結局、小学生の時に音楽の授業で感動するということはついぞなかった。ただ、一度だけ、6年生の時に下伊那地方の合唱コンクールに出たことがあった。他校の声の素晴らしさに驚いた。ああいうのを感動というのだろう。

だから、音楽が嫌いだったわけではない。以前、この稿でも書いたが、私が通っていた小学校では、朝、休み時間、給食、掃除、下校、すべてがクラシックの名曲で始まりと終了を知らせていた。あれだけ繰り返し聞かされると流石に馴染んでくる。馴染んでくると、どんどん良くなってくる。

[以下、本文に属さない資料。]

PR #362, opened 2020-11-04
Wip/lapi : `cscli machines` : honor the `--force` flag

buixor:
If the target file already exists, only overwrite it if the `--force` flag is specified

### DIFF
--- a/cmd/crowdsec-cli/machines.go
+++ b/cmd/crowdsec-cli/machines.go
@@ -169,6 +169,7 @@ cscli machines add MyTestMachine --password MyPassword
 			}
 		},
 		Run: func(cmd *cobra.Command, args []string) {
+			var dumpFile string
 			var err error
 
 			// create machineID if doesn't specified by user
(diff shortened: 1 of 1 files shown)


cmd/crowdsec-cli/machines.go
```diff
@@ -211,7 +227,6 @@ cscli machines add MyTestMachine --password MyPassword
 			}
 			log.Infof("Machine '%s' created successfully", machineID)
 
-			var dumpFile string
 			if outputFile != "" {
```
erenJag, line 230: there is duplicated code here.
```golang
                        if outputFile != "" {
				dumpFile = outputFile
			} else if csConfig.API.Client.CredentialsFilePath != "" {
				dumpFile = csConfig.API.Client.CredentialsFilePath
			} else {
				dumpFile = ""
			}
```

buixor: yes nice spot

erenJag (approved):
:+1:

PR #2278, opened 2023-06-10
Syslog Notification Plugin

LaurenceJJones:
Initial POC for syslog plugin notifications

Code looks very basic, however, I don't believe there is any additional features we need to add.


plugins/notifications/syslog/syslog.yaml
```diff
@@ -0,0 +1,25 @@
...
+# max_retry:          # Number of attempts to relay messages to plugins in case of error
+# timeout:            # Time to wait for response from the plugin before considering the attempt a failure, eg "10s"
+
+#-------------------------
+# plugin-specific options
+
+# The following template receives a list of models.Alert objects
+# The output goes in the logs and to a text file, if defined
+format: |
+  {{.|toJson}}
```
LaurenceJJones, line 18: note to self, add a better format example for syslog

buixor:
Looks cool!

What about making tag an expression? (or use the same templating approach as for the message itself)

LaurenceJJones:
> What about making tag an expression? (or use the same templating approach as for the message itself)

Well, unfortunately we dont get access to the raw alert object from within the plugin so I don't know how this would be achieved.

PR #2281, opened 2023-06-13
allow running rootless docker tests

mmetc:
Taint scenario from inside the container, it's simpler and works when tests are run with rootless docker


buixor (approved):

sabban (approved):
lgtm

PR #2288, opened 2023-06-19
append vendor.tgz to each release

mmetc:
This can be used by ports that don't allow internet access during builds, like freebsd, gentoo etc.


buixor (approved):
LGTM

PR #2291, opened 2023-06-19
support for stdin with "cscli decision import" and raw values

mmetc:
some refactoring and tests too


cmd/crowdsec-cli/decisions.go
```diff
@@ -504,46 +576,50 @@ func NewDecisionsImportCmd() *cobra.Command {
 duration,scope,value
 24h,ip,1.2.3.4
 
-cscsli decisions import -i decisions.csv
+cscli decisions import -i decisions.csv
```
buixor, line 579: we should update the help to:
 - mention it supports stdin with `-i i`
 - mention is support the "plain" format that is simply the ip, one per line

buixor (changes requested):
let's update the help, but looks good :)

cmd/crowdsec-cli/decisions.go
```diff
@@ -478,191 +481,259 @@ cscli decisions delete --type captcha
...
+	if format == "" {
+		if strings.HasSuffix(input, ".json") {
+			format = "json"
+		} else if strings.HasSuffix(input, ".csv") {
+			format = "csv"
+		}
+	}
+
+	if format == "" {
+		return fmt.Errorf("unable to guess format from file extension, please provide a format with --format flag")
```
LaurenceJJones, line 585: Could this line just sit at the bottom of the upper if statement

LaurenceJJones (commented):
LGTM, the only comment is just because we don't need two if statements in succession

cmd/crowdsec-cli/decisions.go
mmetc: No because it needs to check if it was detected. The alternative is not one if, but two nested ifs which is less readable.

buixor (approved):

LaurenceJJones:
Just note that your bats test may fail as origin is no longer overwritable

mmetc:
> Just note that your bats test may fail as origin is no longer overwritable

What do you mean "no longer"? It can be overwritten from csv or json, but not from a cli flag. Same as the previous version. Should I add the flag?

LaurenceJJones:
> > Just note that your bats test may fail as origin is no longer overwritable
> 
> What do you mean "no longer"? It can be overwritten from csv or json, but not from a cli flag. Same as the previous version. Should I add the flag?

It can be since 1.5 there was a merge to revert it to always be cscli-import

https://github.com/crowdsecurity/crowdsec/blob/507da49b5ad6f4f7c4eda328ae17b9ff3e627a17/cmd/crowdsec-cli/decisions.go#L556

PR #2294, opened 2023-06-21
spellcheck/style leakybucket readme

mmetc:


pkg/leakybucket/README.md
```diff
@@ -126,17 +133,17 @@ leakspeed and an infinite capacity [capacity set to -1 for now].
 
 [This is not dry enough to have many details here, but:]
 
-The bucket code is triggered by `InfiniBucketify` in main.go.
-There's one struct called buckets which is for now a
+The bucket code is triggered by `InfiniBucketify` in `main.go`.
```
sabban, line 136: This is not true anymore, it's run from `runPour` in `pour.go`. So I suggest 

The bucket code is triggered by `runPour` in `pour.go`, by calling the `leaky.PourItemToHolders` function.

sabban (commented):
One assertion isn't true anymore

PR #2306, opened 2023-06-24
Loki integration #2

lperdereau:
Refer to : Loki integration #1574

- Code updated
- All old tests pass
- Work with latest Loki version


lperdereau:
Strangely, when I exec:
- `make release`
- `cd <build>`
- `mkdir tests`
- `./test_env.sh`
- `cd tests`
- `crowdsec -c dev.yaml -type keycloak -dsn 'loki://localhost:3100/?query={filename="/var/log/keycloak.log"}'`

I get

image

mmoscher:
Interesting! Any news on this? What's missing and/or where is help needed?

lperdereau:
> Interesting! Any news on this? What's missing and/or where is help needed?

No news, I'm trying to continue work on it if you want to contribute we can try to list what's missing.
It's an existing branch who I updated and increase test by adding it to docker compose tests.

pschiffe:
Looking forward to this feature, hopefully you'll be able to finish it :crossed_fingers:

lperdereau:
I hope this feature can be review by a maintainer. Just few comment about the feature and keys to complete this PR.

lperdereau:
Thank you @LaurenceJJones for CI pipeline.
I've just patch the build error caused by :

```go
package loki_test
import "github.com/crowdsecurity/go-cs-lib/pkg/cstest"
```

Updated into:
```go
package loki_test
import "github.com/crowdsecurity/go-cs-lib/cstest"
```

buixor:
Hey,

Sorry for the delay, having a look at it now and in the coming days :)
Thanks a lot,

pkg/acquisition/modules/loki/loki.go
```diff
@@ -0,0 +1,339 @@
...
+	"github.com/crowdsecurity/crowdsec/pkg/types"
+)
+
+const (
+	readyTimeout time.Duration = 3 * time.Second
+	readyLoop    int           = 3
+	readySleep   time.Duration = 10 * time.Second
+	lokiLimit    int           = 100
+)
+
```
buixor, line 32: I suggest we extend the metrics by adding a counter for dropped lines.
While it might be tempting to ask you to add the query, it will end up looking ugly. So I will wait for "pretty name" to become standard in datasource interface and add it afterwards.

pkg/acquisition/modules/loki/loki.go
```diff
@@ -0,0 +1,339 @@
...
+		Headers:  l.Config.Headers,
+		Limit:    l.Config.Limit,
+		Query:    l.Config.Query,
+		Since:    l.Config.Since,
+		Username: l.Config.Auth.Username,
+		Password: l.Config.Auth.Password,
+	}
+
+	l.Client = lokiclient.NewLokiClient(clientConfig)
+	l.Client.Logger = logger.WithField("component", "lokiclient")
```
buixor, line 132: I suggest adding the source as a field/label to the logger.

pkg/acquisition/modules/loki/loki.go
```diff
@@ -0,0 +1,339 @@
...
+			return errors.Wrap(err, "could not start loki tail")
+		}
+		for {
+			select {
+			case resp, ok := <-respChan:
+				if !ok {
+					ll.Warnf("loki channel closed")
+					return err
+				}
+				if len(resp.DroppedEntries) > 0 {
```
buixor, line 308: This is where we will track the amount of dropped lines for the prom metrics. Logging here the full info of source (including the query) will make sense, wdyt ?

pkg/acquisition/modules/loki/internal/lokiclient/loki_client.go
```diff
@@ -0,0 +1,255 @@
...
+
+	Since        time.Duration
+	Until        time.Duration
+	WaitForReady time.Duration
+
+	Limit int
+}
+
+func (lc *LokiClient) tailLogs(conn *websocket.Conn, c chan *LokiResponse, ctx context.Context) error {
+	tick := time.NewTicker(100 * time.Millisecond)
```
buixor, line 45: If we don't read "fast enough" from loki, we will lose messages (as far as I understand). While we can track it with the metrics and log messages, having a dynamic ticker might help. I suggest the following approach:
 - we can start with a 50ms ticker
 - if we don't get a message when reading, we can increase the ticker duration (ie. double it, with 100ms being the upper bound)
 - on the other hand, if we miss messages, we lower the ticker duration (ie. divide it by two, and go as low as 5ms)

I'm not sure about the upper/lower bound we should pick with the ticker as I don't have XP with Loki, but I hope you get the idea :smile:

pkg/acquisition/modules/loki/internal/lokiclient/loki_client.go
```diff
@@ -0,0 +1,255 @@
...
+	}
+}
+
+func (lc *LokiClient) Tail(ctx context.Context) (chan *LokiResponse, error) {
+	responseChan := make(chan *LokiResponse)
+	dialer := &websocket.Dialer{} //TODO: TLS support
+	u := lc.getURLFor("loki/api/v1/tail", map[string]string{
+		"limit": strconv.Itoa(lc.config.Limit),
+		"start": strconv.Itoa(int(time.Now().Add(-lc.config.Since).UnixNano())),
+		"query": lc.config.Query,
```
buixor, line 185: it seems the `delay_for` parameter allows to do some magic to deal with log duplication and so on. I suggest we let the user decide how to configure it ?

cf. https://github.com/grafana/loki/issues/931 and https://github.com/grafana/grafana/issues/20346

buixor (changes requested):
Hello,

Here goes a quick review. It looks overall good to me; I have a few suggestions. Please let me know what you think. If we agree, it can go in the next release.

Thanks for your contribution :+1: 

Self note : When creating the associated documentation, we need to make it loud & clear that the user can "miss" some log lines depending on his config and the volume of logs he wants to ingest.

pkg/acquisition/modules/loki/loki.go
lperdereau: No problem to add a counter for dropped lines on metrics.

You are right we should wait a standard unique name in datasource interface.

pkg/acquisition/modules/loki/loki.go
lperdereau: I agree with you, it seems to be here for the prom metrics.

And yes, we should write most of the information we can send back to the user.

pkg/acquisition/modules/loki/internal/lokiclient/loki_client.go
lperdereau: Totally we can add `delay_for` params

pkg/acquisition/modules/loki/internal/lokiclient/loki_client.go
lperdereau: I don't have any information about this choice made by the previous developer.
I thought it might be a websocket connection keepalive.

I will say: If we don't read "fast enough" from loki, we will lose connection.

I did a search on grafana which allows the user to stream Loki's logs live ([feature documentation](https://grafana.com/docs/grafana/latest/explore/logs-integration/#live-tailing)).
Here the codebase [grafana/grafana](https://github.com/grafana/grafana/blob/5b63cdb5b0fed1c4c6df879e54b7adb96ac2711c/pkg/tsdb/loki/streaming.go#L62)

We find the same idea
```go
        ticker := time.NewTicker(time.Second * 60) //.Step)
	defer ticker.Stop()

	for {
		select {
		case <-done:
			logger.Info("Socket done")
			return nil
		case <-ctx.Done():
			logger.Info("Stop streaming (context canceled)")
			return nil
		case t := <-ticker.C:
			count++
			logger.Error("Loki websocket ping?", "time", t, "count", count)
		}
	}
```

I agree with we can have a dynamic ticker.

I'm not sure about this ticker, but I still think it's a connection keeper.

lperdereau (commented):
Thank you @buixor for the review and comment.
It's really good to see activity on this 😃

pkg/acquisition/modules/loki/loki.go
lperdereau: https://github.com/crowdsecurity/crowdsec/blob/master/pkg/acquisition/acquisition.go#L110-L112
This code doesn't do it?

pkg/acquisition/modules/loki/internal/lokiclient/loki_client.go
lperdereau: Development: done
Tests: done

pkg/acquisition/modules/loki/internal/lokiclient/loki_client.go
lperdereau: I dig into grafana code base, and I understand that they have an UI who allow stream aquisition for user via a proxy API who tail loki logs.
This ticker and and the above code (in grafana repository) is used to keep connection between user's browser and Grafana Proxy API.
In this way we don't need this for our usage. I simplified the implementation.

buixor:
Hey thanks,

Having a look ! Hopefully this time I won't keep you waiting ;)

buixor:
Hello,

I made a few minor changes in the code (bubbling or errors, not capitalizing errors and a few logging clarifications).
However during our internal testing we realized that the `tail` approach can lead to some missed messages. An easy way to reproduce it is like using `ab` (concurrency of 10 with few thousand messages) on a web-server plugged to loki: Loki tail is going to miss a significant part of the messages.

While investigating, we found out that, according to [this issue](https://github.com/grafana/loki/issues/4489#issuecomment-1015417405),  `The tail endpoint is not built with the intention of providing all logs for a stream` :disappointed: 

We are experimenting with the query approach [that another guy recommends](https://github.com/grafana/loki/issues/4489#issuecomment-1013821232). I will let you know if the PoC is conclusive.

Stay tuned, you can drop by on discord if you want to chat about it!

buixor (approved):
Thanks a lot @lperdereau for the contribution. Tests and code is fine for me. It shall ship in 1.5.6 :partying_face:

PR #2309, opened 2023-06-26
non-fatal error if some datasource can't be run (i.e. journalctl but systemd is missing)

mmetc:
This on the other hand, gives a new fatal error when there are no valid datasources. In the previous version, crowdsec kept running with just a warning if no acquisition yaml or dir were specified.


sabban (approved):
lgtm

sabban (approved):
lgtm

PR #2316, opened 2023-06-28
add journalctl for ssh by default

sabban:
add journalctl for ssh by default since crowdsec wont't return nor crash if the datasource is not usable.


LaurenceJJones (commented):
In any user environment this change will not affect anything, as when wizard.sh runs the auto detection it deletes the default acquis.yaml

PR #2319, opened 2023-06-28
Add merge helpers to merge maps into maps if the value is string

LaurenceJJones:
This is useful with the new unmarshaled on the event. You may want to move everything from `evt.Unmarshaled.traefik` to `evt.Parsed` I provide two methods one that will override any key on the target or a safe option.

Since `evt.Parsed` and `evt.Meta` expect the value to be a string. I have to use to ToString method, however, we should explore to expand this helper function as any other type it pretty much fails.

This above situation does **NOT** affect ParseKV since it always returns a string, however, UnmarshalJSON has the potential to return other values.

If PR is accepted I will add explicit documentation that if the values are not strings you will need to set them manually after the merge example:

```
onsuccess: next_stage
debug: true
name: crowdsecurity/kafka-logs
description: "Parse kafka json logs"
## 1.5.2 returns "" , 1.5.3 returns nil
filter: evt.Parsed.program == 'kafka' && UnmarshalJSON(evt.Parsed.message, evt.Unmarshaled, "kafka") in [
"", nil]
statics:
    - meta: service
      value: kafka
   -  meta: unused
      expression: MergeSafe(evt.Unmarshaled.kafka, evt.Meta)
 ## Since connectionScore is float/int it is ignore be Merge and MergeSafe so user must explicitly set the value since ToString (Our helper) does NOT type cast it correctly.
    - meta: connection_score
      expression: int(evt.Unmarshaled.kafka.connectionScore)
```

### DIFF
--- a/pkg/exprhelpers/expr_lib.go
+++ b/pkg/exprhelpers/expr_lib.go
@@ -419,6 +419,20 @@ var exprFuncs = []exprCustomFunc{
 			new(func() (string, error)),
 		},
 	},
+	{
+		name:     "Merge",
+		function: Merge,
+		signature: []interface{}{
+			new(func(map[string]interface{}, map[string]string) error),
+		},
+	},
+	{
+		name:     "MergeSafe",
+		function: MergeSafe,
+		signature: []interface{}{
+			new(func(map[string]interface{}, map[string]string) error),
+		},
+	},
 }
 
 //go 1.20 "CutPrefix":              strings.CutPrefix,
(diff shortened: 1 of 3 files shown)


LaurenceJJones:
My own comment: Maybe we should call MergeMap and MergeMapSafe since user may think it merges different things ?!?

LaurenceJJones:
Converting to draft as some dont feel this is needed as may cause issues if user does not use it correctly.

PR #772, opened 2020-09-27
Add Hybrid Layout

### LINKED ISSUE #484: [Feature Request] New layout
I think the "Emphasize top/bottom" layout is a good idea, but why waste all that screen space when we could have something like this:
1920x1080

gal20:
Adds 'Hybrid' layout option: draws a large main window in addition to the top and bottom screens.

Features:
- Choosing 'Swap screens' will change the larger window to be the bottom instead of the top.
- Option to touch the hybrid screen when 'Swap screens' is on.

~~Limitations:~~
~~- Currently ignores rotation. It would be a bit more difficult to implement it (personally I don't see how the rotation feature is usefull so I didn't bother).~~
Added support for rotation.

Example screenshot:
hybrid

Closes #484

### DIFF
--- a/src/frontend/FrontendUtil.h
+++ b/src/frontend/FrontendUtil.h
@@ -116,6 +116,7 @@ void EnableCheats(bool enable);
 //     0 = natural (top screen above bottom screen always)
 //     1 = vertical
 //     2 = horizontal
+//     3 = hybrid
 // * rotation: angle at which the DS screens are presented: 0/1/2/3 = 0/90/180/270
 // * sizing: how the display size is shared between the two screens
 //     0 = even (both screens get same size)
@@ -140,7 +141,7 @@ const int MaxScreenTransforms = 3;
 
 // get a 2x3 transform matrix for each screen and whether it's a top or bottom screen
 // note: the transform assumes an origin point at the top left of the display,
-// X going left and Y going down
+// X going right and Y going down
 // for each screen the source coordinates should be (0,0) and (256,192)
 // 'out' should point to an array of 6*MaxScreenTransforms floats
 // 'kind' should point to an array of MaxScreenTransforms ints
--- a/src/frontend/Util_Video.cpp
+++ b/src/frontend/Util_Video.cpp
@@ -30,9 +30,13 @@ namespace Frontend
 
 float TopScreenMtx[6];
 float BotScreenMtx[6];
+float HybScreenMtx[6];
 float TouchMtx[6];
+float HybTouchMtx[6];
 bool TopEnable;
 bool BotEnable;
+bool HybEnable;
+int HybScreen;
 
 void M23_Identity(float* m)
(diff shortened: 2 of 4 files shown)


PoroCYon:
> personally I don't see how the rotation feature is usefull so I didn't bother

brain training

gal20:
Added support for rotation with hybrid layout

gal20:
Sorry about that indentation nightmare, I'm trying to fix it.

Anuskuss:
Nice job, @gal20. This fixes #484 (although I used a slightly different ratio). Fullscreen doesn't seem to recalculate right now and Screen Rotation rotates the whole thing, but I'm sure you'll figure it out. One small feature request from me: Support for Hotkeys (second bullet point: https://github.com/Arisotura/melonDS/issues/347#issuecomment-483509236). I mainly play in fullscreen so it would be nice if I could rotate the screens / switch the main with my controller (bonus points if you can teach melonDS to remember that per-game 😄).

gal20:
Pushed a new branch to comply with d529b650c06a4dd43904dfead49011be1ba9db9a. Now the `ScreenSwap` option is used to switch the larger window from top to bottom.

gal20:
> Nice job, @gal20. This fixes #484 (although I used a slightly different ratio). ~Fullscreen doesn't seem to recalculate right now~ and Screen Rotation rotates the whole thing, but I'm sure you'll figure it out. One small feature request from me: Support for Hotkeys (second bullet point: [#347 (comment)](https://github.com/Arisotura/melonDS/issues/347#issuecomment-483509236)). I mainly play in fullscreen so it would be nice if I could rotate the screens / switch the main with my controller (bonus points if you can teach melonDS to remember that per-game smile).

#953 adds a hotkey for swapping the main window

Anuskuss:
Awesome, thank you! Do you have any plans on changing the rotated layout? Because I don't really think it's useful in this state, or rather in a hybrid layout at all. If a game requires a rotated DS, I'd rather use the horizontal view with even screens (makes more sense on a widescreen). IMO you should drop it completely and if you want to introduce another hotkey (similar to DeSmuME) to cycle through hybrid view (0°, 180°) and rotated, horizontal view (90°, 270°).

RSDuck:
in https://github.com/Arisotura/melonDS/commit/b9a56bc4e47bbb315f88ba5eaa57ce2b3efece73 I made some changes to allow displaying only one screen which make this PR less invasive in the display code. Can you adapt to them, I think we can merge this PR then.

gal20:
> in [b9a56bc](https://github.com/Arisotura/melonDS/commit/b9a56bc4e47bbb315f88ba5eaa57ce2b3efece73) I made some changes to allow displaying only one screen which make this PR less invasive in the display code. Can you adapt to them, I think we can merge this PR then.

Done.

PR #778, opened 2020-10-03
Generate a simple non-bootable firmware when not provided.

Swordfish90:
Hello guys,

I'd really like to help with the HLE bios task #367. It seems the drastic bios file linked in the issue are working very well, but sadly the games won't work without a proper firmware.

With this pull request, I'm trying to salvage some work done in #527, generating a dummy firmware when none are provided.

Using the free drastic bios files (linked in #367) I've been able to play every game I tried, so it sounds like a promising start.

Let me know if you want me to change anything.

PR #779, opened 2020-10-04
Firmware editor

kyandora:
Addresses https://github.com/Arisotura/melonDS/pull/778#issuecomment-703165075.

### DIFF
--- a/src/SPI.h
+++ b/src/SPI.h
@@ -24,6 +24,7 @@
 namespace SPI_Firmware
 {
 
+u16 CRC16(u8* data, u32 len, u32 start);
 void SetupDirectBoot();
 
 u8 GetConsoleType();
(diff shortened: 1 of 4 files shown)


WaluigiWare64:
Is this not the same as #778?

kyandora:
We both started at the same time, but ended with different approaches.
If no firmware is present, @Swordfish90 creates an empty dummy firmware in memory and populates it's user settings.
My pull request updates an already existing firmware file.

kyandora:
@RSDuck @Swordfish90 What would you think about a hybrid approach with the user settings as an overlay on top of either the dummy or firmware? melonDS already does that with the touchscreen calibration data.

RSDuck:
#778 already does that mostly

kyandora:
In that case I'll close this and push all reusable parts to #778.

Swordfish90:
@kyandora Yeah, they look very close. My main intent was making melonDS useable without a firmware (and using the free bios). If you want to submit the pull request with the UI on my fork, I'll merge them into one with both the in-memory firmware and the configuration (which in your case seems a bit more advanced).

PR #783, opened 2020-10-07
Fix compilation issues on pedantic cpp compilers.

Swordfish90:
I've built melonDS for Android (the libretro core actually), and I found a couple of issues which most pedantic compilers mark as errors.

I also have an Android specific fix to avoid using memfd_create (which is only available from Android 11) in FastMem. If you're interested I'll upstream it, otherwise I'll try to push it into the libretro repository.

### DIFF
--- a/src/ARMJIT_A64/ARMJIT_Compiler.h
+++ b/src/ARMJIT_A64/ARMJIT_Compiler.h
@@ -187,6 +187,9 @@ public:
     void Comp_RegShiftReg(int op, bool S, Op2& op2, Arm64Gen::ARM64Reg rs);
 
     bool Comp_MemLoadLiteral(int size, bool signExtend, int rd, u32 addr);
+
+    static void UpdateMode(ARM* arm, u32 oldmode, u32 newmode);
+
     enum
     {
         memop_Writeback = 1 << 0,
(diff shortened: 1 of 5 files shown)


src/ARMJIT_A64/ARMJIT_Compiler.h
```diff
@@ -187,6 +187,9 @@ class Compiler : public Arm64Gen::ARM64XEmitter
     void Comp_RegShiftReg(int op, bool S, Op2& op2, Arm64Gen::ARM64Reg rs);
 
     bool Comp_MemLoadLiteral(int size, bool signExtend, int rd, u32 addr);
+
+    static void UpdateMode(ARM* arm, u32 oldmode, u32 newmode);
```
RSDuck, line 191: make this just a normal function in ARMJIT_Compiler.cpp. Name it something like TrampolineARMUpdateMode

RSDuck:
> I also have an Android specific fix to avoid using memfd_create (which is only available from Android 11) in FastMem. If you're interested I'll upstream it, otherwise I'll try to push it into the libretro repository.

yes please

Swordfish90:
Done. Great, for the Android changes I'll test them thoroughly in the next few days and I'll send a pull request.

WaluigiWare64:
This would also fix the issues using clang on my macOS PR (#771) because for some reason gcc can't build the final executable.

WaluigiWare64:
@Swordfish90 does anything else need to be done or is this ready to merge?

Swordfish90:
@WaluigiWare64 Nope, it's ready to be merged.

芸術を味わうキーワードは反復である。キルケゴールのいう通りだ。

勝手な言い方だが、音楽の時間に、バッハやモーツァルト、ベートーベン、ショパンなどの音楽を聴くことの楽しさを少しでも味わえたら良かったのにと思う。先生の所為にしたような書き方をしてしまったが、そんな授業もきっとあったに違いない。ただ、私の方に受容力がなかったのだと思う。

私の生家は菓子屋を営み、およそ文化、芸術には縁もゆかりもなく、家には本も音楽もなかった。娯楽はテレビのみ。野に出て遊び、野球ばかりやっていた。もちろん、親が悪いなどとは思わない。よく働くまじめな両親を尊敬もしているが、家庭環境の影響の大きさをしみじみ感じる。

人生の終盤近くになってしまったが、最近、名曲アルバムを録画して聴くようになった、たった6分の番組だが、旅への抒情も誘いいい番組だ。教養を身に着けるなどということは、もう考えなくていい。承認欲求など全くない。これからゆっくり、ただただ楽しめばいいだけだ。旅を楽しむのと同じである。